**TASK PROMPT:** Each line below must be written out exactly as shown.

**DATA SUPPLIED:**
PR #3158, opened 2019-03-21
Adding constructors with arguments to decoder classes.

RuABraun:
This is a very small PR which adds constructors with arguments to the standard classes used for decoding.

I know the kaldi PR philosophy seems to be if it's not used in any recipe to not merge it, but this is something basically everybody who uses kaldi for in some sort of production setting (where your decode settings are fixed and you don't want to pass them from the command line all the time) has to add. I thought it might make sense to add this to the master branch...

If you want I can also add a new binary `online2-nnet3-chain-decode` with reasonable defaults with which one can go straight from a WAV to a ctm, while only inputting a model folder path. So the help string would roughly look like
```Does online decoding on wavfile.
<model-dir> requires final.mdl, HCLG.fst, words.txt, align_lexicon.int and mfcc.conf
Usage: nnet3-decode <model-dir> <wav-path> <out-ctm>
```

Just so the new constructors are used somewhere...

### DIFF
--- a/src/decoder/lattice-faster-decoder.h
+++ b/src/decoder/lattice-faster-decoder.h
@@ -62,6 +62,16 @@ struct LatticeFasterDecoderConfig {
                                 beam_delta(0.5),
                                 hash_ratio(2.0),
                                 prune_scale(0.1) { }
+
+  LatticeFasterDecoderConfig(BaseFloat beam, BaseFloat latbeam,
+      int32 max_active=std::numeric_limits<int32>::max(), int32 min_active=200,
+      int32 prune_interval=25, bool determinize_lattice=true, BaseFloat beam_delta=0.5,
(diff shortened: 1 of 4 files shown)


danpovey:
Sorry... thanks for the PR, but I don't want to merge it because it would make maintenance more complicated (i.e. we would need to make sure any new args were initialized in both constructors).
Actually the reason for these types of config classes is, following the Google style guide, to *avoid* having tons of functions with default arguments where one has to remember the position of everything.  For example, seeing `config.beam = 10.0;` is clear, while passing 10 as the 3rd arg of a constructor is less clear (even if more compact).  That's the rationale.

The example program you mention is an interesting idea, there are definitely people who would find this interesting (although I'm not sure that I want to nudge people in the direction of re-loading the model and graph each time they want to decode something).  If other people advocate for it, I'd consider it though.  Let's see.

RuABraun:
Okay I understand..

**ANSWER BOX:**
PR #3158, opened 2019-03-21
Adding constructors with arguments to decoder classes.

RuABraun:
This is a very small PR which adds constructors with arguments to the standard classes used for decoding.

I know the kaldi PR philosophy seems to be if it's not used in any recipe to not merge it, but this is something basically everybody who uses kaldi for in some sort of production setting (where your decode settings are fixed and you don't want to pass them from the command line all the time) has to add. I thought it might make sense to add this to the master branch...

If you want I can also add a new binary `online2-nnet3-chain-decode` with reasonable defaults with which one can go straight from a WAV to a ctm, while only inputting a model folder path. So the help string would roughly look like
```Does online decoding on wavfile.
<model-dir> requires final.mdl, HCLG.fst, words.txt, align_lexicon.int and mfcc.conf
Usage: nnet3-decode <model-dir> <wav-path> <out-ctm>
```

Just so the new constructors are used somewhere...

### DIFF
--- a/src/decoder/lattice-faster-decoder.h
+++ b/src/decoder/lattice-faster-decoder.h
@@ -62,6 +62,16 @@ struct LatticeFasterDecoderConfig {
                                 beam_delta(0.5),
                                 hash_ratio(2.0),
                                 prune_scale(0.1) { }
+
+  LatticeFasterDecoderConfig(BaseFloat beam, BaseFloat latbeam,
+      int32 max_active=std::numeric_limits<int32>::max(), int32 min_active=200,
+      int32 prune_interval=25, bool determinize_lattice=true, BaseFloat beam_delta=0.5,
(diff shortened: 1 of 4 files shown)


danpovey:
Sorry... thanks for the PR, but I don't want to merge it because it would make maintenance more complicated (i.e. we would need to make sure any new args were initialized in both constructors).
Actually the reason for these types of config classes is, following the Google style guide, to *avoid* having tons of functions with default arguments where one has to remember the position of everything.  For example, seeing `config.beam = 10.0;` is clear, while passing 10 as the 3rd arg of a constructor is less clear (even if more compact).  That's the rationale.

The example program you mention is an interesting idea, there are definitely people who would find this interesting (although I'm not sure that I want to nudge people in the direction of re-loading the model and graph each time they want to decode something).  If other people advocate for it, I'd consider it though.  Let's see.

RuABraun:
Okay I understand..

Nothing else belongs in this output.